Problem statement. Each line in the records below, from the one that contains "PR #2141, opened 2019-08-15" to the one that contains "coveralls says this", should be reproduced exactly, the first and last included.

Given data.
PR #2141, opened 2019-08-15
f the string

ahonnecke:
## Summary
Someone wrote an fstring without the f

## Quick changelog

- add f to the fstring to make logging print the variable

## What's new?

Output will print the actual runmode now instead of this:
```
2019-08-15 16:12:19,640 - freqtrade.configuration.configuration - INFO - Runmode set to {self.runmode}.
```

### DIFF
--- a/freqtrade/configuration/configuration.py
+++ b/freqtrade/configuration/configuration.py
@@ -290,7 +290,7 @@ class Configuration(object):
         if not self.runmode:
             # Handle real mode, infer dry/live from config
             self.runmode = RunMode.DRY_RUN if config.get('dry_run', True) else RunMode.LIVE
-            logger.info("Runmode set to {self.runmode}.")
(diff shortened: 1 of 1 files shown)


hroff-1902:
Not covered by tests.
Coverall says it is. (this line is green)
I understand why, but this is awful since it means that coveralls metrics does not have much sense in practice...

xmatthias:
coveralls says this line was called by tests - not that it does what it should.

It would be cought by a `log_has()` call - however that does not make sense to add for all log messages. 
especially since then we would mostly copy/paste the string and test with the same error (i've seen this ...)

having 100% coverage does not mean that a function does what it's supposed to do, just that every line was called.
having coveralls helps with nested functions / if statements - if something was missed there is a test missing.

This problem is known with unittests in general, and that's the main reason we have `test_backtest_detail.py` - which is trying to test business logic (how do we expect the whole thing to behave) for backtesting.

==

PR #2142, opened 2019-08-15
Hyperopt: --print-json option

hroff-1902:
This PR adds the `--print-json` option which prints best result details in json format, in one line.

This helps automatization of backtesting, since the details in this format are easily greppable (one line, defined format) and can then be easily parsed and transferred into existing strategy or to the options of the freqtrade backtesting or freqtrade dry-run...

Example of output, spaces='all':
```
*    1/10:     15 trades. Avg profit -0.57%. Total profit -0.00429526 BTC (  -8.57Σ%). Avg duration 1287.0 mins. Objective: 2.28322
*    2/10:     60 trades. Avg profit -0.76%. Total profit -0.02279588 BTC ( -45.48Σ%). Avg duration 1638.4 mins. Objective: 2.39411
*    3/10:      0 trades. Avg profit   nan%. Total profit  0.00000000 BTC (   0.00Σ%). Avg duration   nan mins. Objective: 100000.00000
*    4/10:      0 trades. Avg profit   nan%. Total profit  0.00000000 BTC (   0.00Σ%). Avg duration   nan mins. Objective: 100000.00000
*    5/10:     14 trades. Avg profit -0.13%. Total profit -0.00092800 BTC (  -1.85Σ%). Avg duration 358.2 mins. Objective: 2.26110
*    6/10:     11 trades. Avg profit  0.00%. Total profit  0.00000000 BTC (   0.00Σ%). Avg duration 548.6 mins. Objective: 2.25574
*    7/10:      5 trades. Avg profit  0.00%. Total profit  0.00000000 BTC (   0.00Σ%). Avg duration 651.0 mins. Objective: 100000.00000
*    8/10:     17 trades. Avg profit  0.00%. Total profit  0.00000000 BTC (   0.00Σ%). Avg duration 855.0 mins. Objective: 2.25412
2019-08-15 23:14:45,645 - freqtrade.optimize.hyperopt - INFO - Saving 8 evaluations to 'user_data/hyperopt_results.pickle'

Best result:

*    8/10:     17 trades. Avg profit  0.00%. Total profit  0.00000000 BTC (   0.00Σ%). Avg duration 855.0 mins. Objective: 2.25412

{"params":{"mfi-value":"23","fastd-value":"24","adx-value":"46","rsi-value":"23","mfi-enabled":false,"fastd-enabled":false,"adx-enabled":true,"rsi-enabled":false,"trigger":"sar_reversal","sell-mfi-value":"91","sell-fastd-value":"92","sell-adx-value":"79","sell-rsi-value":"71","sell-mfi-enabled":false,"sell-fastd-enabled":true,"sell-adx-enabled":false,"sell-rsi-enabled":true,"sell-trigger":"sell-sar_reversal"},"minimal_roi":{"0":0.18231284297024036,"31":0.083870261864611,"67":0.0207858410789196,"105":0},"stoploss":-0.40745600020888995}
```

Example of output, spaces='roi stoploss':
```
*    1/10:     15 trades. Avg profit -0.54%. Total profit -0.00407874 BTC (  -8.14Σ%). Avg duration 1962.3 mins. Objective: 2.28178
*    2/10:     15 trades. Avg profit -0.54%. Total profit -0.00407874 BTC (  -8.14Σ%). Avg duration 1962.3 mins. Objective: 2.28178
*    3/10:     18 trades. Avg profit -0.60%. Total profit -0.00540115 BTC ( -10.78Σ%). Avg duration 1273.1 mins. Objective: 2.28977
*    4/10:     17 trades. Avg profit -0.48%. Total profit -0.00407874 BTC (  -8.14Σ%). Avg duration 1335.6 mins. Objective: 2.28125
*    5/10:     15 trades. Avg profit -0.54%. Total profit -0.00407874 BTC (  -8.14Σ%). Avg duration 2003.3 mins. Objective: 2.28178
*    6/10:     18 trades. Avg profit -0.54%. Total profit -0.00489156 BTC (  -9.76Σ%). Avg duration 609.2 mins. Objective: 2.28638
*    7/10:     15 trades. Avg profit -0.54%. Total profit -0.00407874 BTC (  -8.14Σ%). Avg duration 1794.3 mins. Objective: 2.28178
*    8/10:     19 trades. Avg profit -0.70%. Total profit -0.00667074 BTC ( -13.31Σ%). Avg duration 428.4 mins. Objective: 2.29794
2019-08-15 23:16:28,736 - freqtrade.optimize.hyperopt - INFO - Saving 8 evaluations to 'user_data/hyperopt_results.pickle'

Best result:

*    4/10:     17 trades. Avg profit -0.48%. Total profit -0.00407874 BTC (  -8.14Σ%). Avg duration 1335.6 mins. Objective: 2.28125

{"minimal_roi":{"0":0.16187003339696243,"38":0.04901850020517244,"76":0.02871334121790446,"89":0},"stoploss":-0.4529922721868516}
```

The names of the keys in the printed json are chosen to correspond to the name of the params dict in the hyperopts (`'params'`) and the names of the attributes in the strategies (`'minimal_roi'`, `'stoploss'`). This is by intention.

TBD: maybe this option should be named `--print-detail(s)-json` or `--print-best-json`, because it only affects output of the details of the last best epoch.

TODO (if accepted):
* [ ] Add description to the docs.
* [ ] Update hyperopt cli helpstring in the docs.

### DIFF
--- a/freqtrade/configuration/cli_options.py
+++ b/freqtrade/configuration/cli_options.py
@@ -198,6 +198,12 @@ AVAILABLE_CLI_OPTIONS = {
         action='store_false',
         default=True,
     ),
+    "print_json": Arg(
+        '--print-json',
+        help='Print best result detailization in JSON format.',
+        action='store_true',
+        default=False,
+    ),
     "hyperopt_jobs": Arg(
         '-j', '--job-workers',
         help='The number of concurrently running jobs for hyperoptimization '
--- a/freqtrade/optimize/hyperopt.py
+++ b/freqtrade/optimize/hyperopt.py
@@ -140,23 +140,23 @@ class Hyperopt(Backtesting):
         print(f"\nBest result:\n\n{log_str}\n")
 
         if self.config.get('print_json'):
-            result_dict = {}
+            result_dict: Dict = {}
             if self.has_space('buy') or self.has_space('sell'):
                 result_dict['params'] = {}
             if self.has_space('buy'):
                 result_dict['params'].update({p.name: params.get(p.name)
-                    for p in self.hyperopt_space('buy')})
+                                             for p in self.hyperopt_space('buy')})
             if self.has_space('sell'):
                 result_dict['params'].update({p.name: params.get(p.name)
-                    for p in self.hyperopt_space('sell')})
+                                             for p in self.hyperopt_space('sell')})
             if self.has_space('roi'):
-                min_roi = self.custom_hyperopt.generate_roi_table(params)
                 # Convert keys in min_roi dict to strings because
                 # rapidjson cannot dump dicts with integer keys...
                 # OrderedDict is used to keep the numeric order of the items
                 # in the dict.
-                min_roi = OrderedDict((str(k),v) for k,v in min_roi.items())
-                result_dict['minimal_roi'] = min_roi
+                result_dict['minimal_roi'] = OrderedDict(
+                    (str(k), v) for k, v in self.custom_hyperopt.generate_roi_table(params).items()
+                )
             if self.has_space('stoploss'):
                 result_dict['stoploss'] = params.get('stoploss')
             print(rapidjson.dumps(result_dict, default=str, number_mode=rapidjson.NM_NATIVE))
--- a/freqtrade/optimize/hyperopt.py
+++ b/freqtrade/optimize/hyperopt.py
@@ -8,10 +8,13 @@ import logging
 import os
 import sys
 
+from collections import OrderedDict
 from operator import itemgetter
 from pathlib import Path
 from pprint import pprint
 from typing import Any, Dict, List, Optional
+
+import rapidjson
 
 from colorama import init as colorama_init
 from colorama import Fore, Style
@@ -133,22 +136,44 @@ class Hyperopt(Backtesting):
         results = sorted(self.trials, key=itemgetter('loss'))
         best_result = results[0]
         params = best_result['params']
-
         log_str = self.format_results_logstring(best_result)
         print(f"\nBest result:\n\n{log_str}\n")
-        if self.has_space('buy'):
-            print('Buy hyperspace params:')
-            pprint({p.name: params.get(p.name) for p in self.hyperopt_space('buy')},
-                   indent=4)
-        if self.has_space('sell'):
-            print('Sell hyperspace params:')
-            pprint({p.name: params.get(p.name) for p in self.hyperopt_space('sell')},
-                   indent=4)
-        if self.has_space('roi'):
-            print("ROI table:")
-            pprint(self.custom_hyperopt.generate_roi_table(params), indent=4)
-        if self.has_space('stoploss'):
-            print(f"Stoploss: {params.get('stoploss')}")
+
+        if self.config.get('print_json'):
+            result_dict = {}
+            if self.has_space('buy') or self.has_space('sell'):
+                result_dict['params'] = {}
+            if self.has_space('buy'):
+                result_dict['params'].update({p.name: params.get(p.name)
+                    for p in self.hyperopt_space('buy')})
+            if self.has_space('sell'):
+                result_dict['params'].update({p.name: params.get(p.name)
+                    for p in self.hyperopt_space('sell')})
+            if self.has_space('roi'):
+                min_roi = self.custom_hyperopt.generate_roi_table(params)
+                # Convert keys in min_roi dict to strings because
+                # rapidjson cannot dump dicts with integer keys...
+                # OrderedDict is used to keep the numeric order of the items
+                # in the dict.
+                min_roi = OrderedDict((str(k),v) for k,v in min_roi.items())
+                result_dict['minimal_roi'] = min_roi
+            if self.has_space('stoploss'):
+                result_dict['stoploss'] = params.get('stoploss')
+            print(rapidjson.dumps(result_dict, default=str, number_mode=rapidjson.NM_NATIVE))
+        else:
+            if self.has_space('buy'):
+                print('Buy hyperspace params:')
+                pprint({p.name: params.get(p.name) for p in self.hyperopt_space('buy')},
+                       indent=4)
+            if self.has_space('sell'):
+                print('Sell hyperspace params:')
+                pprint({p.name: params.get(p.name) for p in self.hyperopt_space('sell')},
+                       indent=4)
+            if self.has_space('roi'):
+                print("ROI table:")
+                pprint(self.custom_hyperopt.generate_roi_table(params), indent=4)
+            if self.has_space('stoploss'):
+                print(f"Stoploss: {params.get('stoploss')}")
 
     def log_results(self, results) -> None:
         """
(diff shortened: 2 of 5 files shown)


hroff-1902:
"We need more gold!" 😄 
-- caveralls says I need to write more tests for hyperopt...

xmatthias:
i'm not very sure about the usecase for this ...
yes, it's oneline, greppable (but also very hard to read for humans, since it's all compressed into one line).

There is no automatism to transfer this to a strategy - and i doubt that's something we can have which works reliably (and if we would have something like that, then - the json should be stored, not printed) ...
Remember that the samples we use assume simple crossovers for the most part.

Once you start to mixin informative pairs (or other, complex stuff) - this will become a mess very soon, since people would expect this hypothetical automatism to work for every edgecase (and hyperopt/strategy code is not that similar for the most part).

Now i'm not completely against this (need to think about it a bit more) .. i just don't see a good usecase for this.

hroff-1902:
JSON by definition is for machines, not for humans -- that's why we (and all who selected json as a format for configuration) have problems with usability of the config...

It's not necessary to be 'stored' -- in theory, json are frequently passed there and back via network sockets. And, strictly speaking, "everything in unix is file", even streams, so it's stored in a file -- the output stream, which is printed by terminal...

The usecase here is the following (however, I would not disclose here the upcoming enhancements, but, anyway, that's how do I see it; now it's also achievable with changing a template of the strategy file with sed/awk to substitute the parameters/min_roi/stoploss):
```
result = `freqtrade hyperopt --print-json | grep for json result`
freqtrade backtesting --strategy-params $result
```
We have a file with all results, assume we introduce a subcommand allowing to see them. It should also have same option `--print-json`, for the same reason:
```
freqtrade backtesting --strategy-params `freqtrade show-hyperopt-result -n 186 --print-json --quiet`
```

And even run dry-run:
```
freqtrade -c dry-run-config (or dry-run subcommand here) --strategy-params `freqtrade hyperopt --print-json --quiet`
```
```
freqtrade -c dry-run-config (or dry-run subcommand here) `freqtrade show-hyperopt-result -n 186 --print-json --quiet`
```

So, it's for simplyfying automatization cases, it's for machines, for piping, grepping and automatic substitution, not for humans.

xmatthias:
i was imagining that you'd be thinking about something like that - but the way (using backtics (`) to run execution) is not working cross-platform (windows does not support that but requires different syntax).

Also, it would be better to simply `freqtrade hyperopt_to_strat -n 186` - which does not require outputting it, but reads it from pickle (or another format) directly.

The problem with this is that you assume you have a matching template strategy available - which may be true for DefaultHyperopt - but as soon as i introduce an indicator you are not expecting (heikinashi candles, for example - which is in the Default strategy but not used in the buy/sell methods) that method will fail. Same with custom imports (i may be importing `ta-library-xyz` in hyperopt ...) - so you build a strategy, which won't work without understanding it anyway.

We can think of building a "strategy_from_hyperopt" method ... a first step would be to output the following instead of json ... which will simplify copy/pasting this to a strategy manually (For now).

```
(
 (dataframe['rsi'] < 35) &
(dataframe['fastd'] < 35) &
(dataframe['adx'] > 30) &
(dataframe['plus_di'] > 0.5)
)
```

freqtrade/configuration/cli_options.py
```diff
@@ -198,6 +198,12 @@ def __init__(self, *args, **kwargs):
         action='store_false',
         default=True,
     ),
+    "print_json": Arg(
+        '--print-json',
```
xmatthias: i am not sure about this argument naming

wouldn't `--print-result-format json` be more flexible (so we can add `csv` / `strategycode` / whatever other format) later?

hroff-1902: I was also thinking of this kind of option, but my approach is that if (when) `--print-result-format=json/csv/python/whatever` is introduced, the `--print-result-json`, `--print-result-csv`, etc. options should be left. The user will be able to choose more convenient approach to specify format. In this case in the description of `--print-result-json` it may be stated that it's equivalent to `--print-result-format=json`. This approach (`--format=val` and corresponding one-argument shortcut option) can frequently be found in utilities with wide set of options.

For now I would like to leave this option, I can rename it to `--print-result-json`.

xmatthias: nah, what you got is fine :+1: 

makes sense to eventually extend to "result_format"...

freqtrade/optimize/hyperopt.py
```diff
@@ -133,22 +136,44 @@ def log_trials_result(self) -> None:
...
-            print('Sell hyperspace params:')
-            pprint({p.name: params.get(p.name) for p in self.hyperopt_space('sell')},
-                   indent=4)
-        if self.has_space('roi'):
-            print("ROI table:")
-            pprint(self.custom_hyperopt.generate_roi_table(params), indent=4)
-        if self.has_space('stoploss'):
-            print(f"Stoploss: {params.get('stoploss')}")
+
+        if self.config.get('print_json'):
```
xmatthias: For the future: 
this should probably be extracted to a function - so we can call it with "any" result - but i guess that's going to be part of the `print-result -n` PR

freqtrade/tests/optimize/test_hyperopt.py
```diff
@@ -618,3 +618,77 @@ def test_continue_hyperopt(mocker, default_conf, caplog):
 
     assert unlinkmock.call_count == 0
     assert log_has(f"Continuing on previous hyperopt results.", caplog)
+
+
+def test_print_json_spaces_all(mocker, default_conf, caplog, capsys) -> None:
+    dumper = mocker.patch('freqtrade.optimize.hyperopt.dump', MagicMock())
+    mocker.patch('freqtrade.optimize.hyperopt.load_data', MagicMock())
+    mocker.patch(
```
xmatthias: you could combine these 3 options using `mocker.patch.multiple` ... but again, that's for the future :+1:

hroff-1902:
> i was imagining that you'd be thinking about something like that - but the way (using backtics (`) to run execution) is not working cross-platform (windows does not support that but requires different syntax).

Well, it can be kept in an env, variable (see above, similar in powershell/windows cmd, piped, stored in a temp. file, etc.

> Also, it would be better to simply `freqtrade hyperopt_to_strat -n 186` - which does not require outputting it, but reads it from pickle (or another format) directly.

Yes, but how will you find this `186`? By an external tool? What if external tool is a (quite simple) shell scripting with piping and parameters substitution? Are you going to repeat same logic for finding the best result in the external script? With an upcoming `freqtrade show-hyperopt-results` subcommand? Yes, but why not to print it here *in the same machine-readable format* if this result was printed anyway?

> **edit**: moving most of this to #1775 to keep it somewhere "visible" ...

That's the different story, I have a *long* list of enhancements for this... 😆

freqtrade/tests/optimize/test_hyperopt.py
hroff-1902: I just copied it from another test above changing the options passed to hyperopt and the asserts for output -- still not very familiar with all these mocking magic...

* * *

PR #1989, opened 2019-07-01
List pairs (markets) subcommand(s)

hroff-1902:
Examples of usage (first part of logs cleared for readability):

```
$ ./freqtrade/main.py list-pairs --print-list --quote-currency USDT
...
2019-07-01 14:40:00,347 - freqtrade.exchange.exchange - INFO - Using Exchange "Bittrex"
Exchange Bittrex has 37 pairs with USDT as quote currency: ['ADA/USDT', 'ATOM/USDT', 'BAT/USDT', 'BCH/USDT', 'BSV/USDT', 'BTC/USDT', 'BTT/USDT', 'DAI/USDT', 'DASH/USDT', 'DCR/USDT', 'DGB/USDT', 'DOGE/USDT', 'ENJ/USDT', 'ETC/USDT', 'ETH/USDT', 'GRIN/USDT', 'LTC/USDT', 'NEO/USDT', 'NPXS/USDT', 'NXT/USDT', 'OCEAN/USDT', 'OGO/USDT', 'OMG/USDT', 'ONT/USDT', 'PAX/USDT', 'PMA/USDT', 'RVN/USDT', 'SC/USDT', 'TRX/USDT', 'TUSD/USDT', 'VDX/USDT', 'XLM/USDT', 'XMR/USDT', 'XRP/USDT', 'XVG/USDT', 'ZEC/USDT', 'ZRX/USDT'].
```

Problem solution.
PR #2141, opened 2019-08-15
f the string

ahonnecke:
## Summary
Someone wrote an fstring without the f

## Quick changelog

- add f to the fstring to make logging print the variable

## What's new?

Output will print the actual runmode now instead of this:
```
2019-08-15 16:12:19,640 - freqtrade.configuration.configuration - INFO - Runmode set to {self.runmode}.
```

### DIFF
--- a/freqtrade/configuration/configuration.py
+++ b/freqtrade/configuration/configuration.py
@@ -290,7 +290,7 @@ class Configuration(object):
         if not self.runmode:
             # Handle real mode, infer dry/live from config
             self.runmode = RunMode.DRY_RUN if config.get('dry_run', True) else RunMode.LIVE
-            logger.info("Runmode set to {self.runmode}.")
(diff shortened: 1 of 1 files shown)


hroff-1902:
Not covered by tests.
Coverall says it is. (this line is green)
I understand why, but this is awful since it means that coveralls metrics does not have much sense in practice...

xmatthias:
coveralls says this line was called by tests - not that it does what it should.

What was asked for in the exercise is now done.